_Exercise directions_.
Looking through the listing, how many of its lines hold the word "action"? Answer with only the number.

_Data to process_.
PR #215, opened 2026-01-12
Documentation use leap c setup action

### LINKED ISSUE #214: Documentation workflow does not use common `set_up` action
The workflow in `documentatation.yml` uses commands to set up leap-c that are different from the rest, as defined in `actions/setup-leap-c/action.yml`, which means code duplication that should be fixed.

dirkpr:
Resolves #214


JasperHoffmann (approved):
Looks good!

...

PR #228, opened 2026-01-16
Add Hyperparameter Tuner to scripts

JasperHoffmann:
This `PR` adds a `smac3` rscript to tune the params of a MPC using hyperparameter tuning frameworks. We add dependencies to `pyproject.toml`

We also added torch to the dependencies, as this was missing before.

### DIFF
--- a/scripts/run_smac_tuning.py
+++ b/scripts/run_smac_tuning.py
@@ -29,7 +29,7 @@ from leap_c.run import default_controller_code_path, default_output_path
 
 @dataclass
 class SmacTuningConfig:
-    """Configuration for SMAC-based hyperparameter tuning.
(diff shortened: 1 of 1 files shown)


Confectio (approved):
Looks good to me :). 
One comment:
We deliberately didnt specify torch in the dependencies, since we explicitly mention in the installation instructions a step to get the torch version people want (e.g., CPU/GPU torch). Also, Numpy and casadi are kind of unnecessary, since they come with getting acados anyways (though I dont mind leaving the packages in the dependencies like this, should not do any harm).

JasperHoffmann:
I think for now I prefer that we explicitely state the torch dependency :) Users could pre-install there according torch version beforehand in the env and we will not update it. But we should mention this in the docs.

--

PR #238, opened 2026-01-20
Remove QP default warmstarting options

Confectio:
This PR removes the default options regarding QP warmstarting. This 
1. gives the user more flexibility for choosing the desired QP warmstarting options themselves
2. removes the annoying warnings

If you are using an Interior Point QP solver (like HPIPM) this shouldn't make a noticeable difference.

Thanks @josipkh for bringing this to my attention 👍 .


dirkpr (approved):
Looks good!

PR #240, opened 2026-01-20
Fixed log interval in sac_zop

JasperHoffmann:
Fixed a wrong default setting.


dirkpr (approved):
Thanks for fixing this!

_Task response_.
3